WHAT YOU ARE ASKED TO DO:
Using the records that appear below, write out exactly the lines from the one with "If it's not" through the one with "missing in propTypes", keeping both end lines.

╭─ RECORDS SHOWN

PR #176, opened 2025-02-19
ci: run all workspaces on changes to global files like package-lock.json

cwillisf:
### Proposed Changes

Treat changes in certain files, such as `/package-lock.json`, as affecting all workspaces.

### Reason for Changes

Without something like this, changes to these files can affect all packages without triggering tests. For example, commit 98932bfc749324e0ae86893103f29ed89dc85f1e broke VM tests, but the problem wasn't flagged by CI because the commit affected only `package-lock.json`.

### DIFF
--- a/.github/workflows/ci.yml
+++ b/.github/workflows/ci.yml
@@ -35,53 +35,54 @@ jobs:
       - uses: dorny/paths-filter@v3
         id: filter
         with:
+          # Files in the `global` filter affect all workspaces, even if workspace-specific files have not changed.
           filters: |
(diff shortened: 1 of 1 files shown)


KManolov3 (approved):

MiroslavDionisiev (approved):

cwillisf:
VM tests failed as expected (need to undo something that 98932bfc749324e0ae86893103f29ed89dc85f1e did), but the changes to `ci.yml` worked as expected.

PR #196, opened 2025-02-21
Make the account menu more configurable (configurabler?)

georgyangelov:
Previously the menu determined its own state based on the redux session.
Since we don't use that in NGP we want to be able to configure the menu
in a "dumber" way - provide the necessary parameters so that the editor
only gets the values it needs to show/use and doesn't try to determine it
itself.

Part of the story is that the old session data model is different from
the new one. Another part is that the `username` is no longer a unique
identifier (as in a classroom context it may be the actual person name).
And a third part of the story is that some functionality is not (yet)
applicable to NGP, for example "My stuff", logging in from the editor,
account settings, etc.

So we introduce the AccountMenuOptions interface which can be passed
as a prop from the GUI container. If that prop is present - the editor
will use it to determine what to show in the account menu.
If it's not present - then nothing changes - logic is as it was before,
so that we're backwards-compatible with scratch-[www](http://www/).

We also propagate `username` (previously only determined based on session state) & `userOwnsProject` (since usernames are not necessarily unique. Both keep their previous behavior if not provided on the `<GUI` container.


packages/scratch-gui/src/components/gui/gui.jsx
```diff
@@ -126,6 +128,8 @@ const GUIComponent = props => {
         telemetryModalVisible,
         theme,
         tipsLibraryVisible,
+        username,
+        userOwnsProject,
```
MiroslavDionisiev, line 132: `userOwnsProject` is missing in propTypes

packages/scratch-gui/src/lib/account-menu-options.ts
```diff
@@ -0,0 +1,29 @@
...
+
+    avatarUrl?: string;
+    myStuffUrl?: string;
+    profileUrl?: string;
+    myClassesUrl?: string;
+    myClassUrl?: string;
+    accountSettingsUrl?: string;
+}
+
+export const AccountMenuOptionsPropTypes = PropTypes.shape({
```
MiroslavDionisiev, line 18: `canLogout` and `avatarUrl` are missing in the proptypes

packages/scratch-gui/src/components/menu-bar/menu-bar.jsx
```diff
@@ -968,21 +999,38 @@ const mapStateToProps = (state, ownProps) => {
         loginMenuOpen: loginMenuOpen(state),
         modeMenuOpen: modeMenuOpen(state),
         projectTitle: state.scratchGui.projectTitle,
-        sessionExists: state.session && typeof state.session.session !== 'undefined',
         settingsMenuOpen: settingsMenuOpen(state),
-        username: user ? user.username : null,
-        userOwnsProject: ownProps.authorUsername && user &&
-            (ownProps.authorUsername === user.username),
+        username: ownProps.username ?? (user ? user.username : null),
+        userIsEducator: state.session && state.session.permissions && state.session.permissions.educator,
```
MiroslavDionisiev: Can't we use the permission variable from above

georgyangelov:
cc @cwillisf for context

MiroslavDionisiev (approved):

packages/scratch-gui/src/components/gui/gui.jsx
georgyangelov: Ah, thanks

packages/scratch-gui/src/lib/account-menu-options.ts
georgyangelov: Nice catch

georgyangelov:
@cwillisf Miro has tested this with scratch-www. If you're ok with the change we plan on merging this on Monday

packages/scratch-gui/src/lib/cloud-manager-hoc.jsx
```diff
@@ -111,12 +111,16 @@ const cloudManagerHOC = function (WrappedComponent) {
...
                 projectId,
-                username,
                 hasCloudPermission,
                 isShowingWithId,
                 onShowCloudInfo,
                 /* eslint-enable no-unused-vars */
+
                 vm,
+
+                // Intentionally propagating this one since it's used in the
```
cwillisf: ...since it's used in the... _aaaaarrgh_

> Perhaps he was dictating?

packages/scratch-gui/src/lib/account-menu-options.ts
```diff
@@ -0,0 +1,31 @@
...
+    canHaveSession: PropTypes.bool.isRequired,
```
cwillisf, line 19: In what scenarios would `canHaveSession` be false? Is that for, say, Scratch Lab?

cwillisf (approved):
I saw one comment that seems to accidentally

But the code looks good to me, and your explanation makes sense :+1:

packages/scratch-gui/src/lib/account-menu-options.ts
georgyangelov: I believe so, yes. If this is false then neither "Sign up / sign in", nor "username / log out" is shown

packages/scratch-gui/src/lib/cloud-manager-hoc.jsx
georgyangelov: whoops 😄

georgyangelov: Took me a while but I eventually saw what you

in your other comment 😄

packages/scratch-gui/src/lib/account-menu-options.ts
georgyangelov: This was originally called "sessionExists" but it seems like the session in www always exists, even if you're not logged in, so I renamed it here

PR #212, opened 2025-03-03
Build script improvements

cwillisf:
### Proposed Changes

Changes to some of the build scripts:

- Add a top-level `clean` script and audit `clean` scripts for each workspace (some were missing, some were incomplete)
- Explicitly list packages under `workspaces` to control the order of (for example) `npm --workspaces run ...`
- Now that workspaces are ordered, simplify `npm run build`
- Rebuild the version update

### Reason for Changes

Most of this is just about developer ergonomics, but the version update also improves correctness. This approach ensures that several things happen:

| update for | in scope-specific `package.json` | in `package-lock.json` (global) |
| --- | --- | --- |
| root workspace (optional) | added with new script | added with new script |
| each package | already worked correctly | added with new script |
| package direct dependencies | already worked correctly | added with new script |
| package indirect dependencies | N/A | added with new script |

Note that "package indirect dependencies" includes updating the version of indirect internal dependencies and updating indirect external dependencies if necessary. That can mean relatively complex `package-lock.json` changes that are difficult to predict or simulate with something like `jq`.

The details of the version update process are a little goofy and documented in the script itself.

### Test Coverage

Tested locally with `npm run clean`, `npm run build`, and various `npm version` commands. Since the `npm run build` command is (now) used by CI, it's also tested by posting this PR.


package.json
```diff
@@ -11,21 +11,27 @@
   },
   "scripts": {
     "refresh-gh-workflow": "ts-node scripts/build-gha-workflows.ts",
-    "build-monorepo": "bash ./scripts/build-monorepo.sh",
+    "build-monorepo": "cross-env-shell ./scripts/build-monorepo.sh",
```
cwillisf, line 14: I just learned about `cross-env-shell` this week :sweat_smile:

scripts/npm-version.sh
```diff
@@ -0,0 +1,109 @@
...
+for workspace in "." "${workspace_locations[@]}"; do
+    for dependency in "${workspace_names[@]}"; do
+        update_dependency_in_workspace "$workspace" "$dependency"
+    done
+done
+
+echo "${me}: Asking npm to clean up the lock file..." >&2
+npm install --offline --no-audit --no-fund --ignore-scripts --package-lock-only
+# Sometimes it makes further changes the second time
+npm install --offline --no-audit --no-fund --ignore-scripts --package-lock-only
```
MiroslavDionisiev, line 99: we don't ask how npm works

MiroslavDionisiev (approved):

╰─

REPLY:
If it's not present - then nothing changes - logic is as it was before,
so that we're backwards-compatible with scratch-[www](http://www/).

We also propagate `username` (previously only determined based on session state) & `userOwnsProject` (since usernames are not necessarily unique. Both keep their previous behavior if not provided on the `<GUI` container.


packages/scratch-gui/src/components/gui/gui.jsx
```diff
@@ -126,6 +128,8 @@ const GUIComponent = props => {
         telemetryModalVisible,
         theme,
         tipsLibraryVisible,
+        username,
+        userOwnsProject,
```
MiroslavDionisiev, line 132: `userOwnsProject` is missing in propTypes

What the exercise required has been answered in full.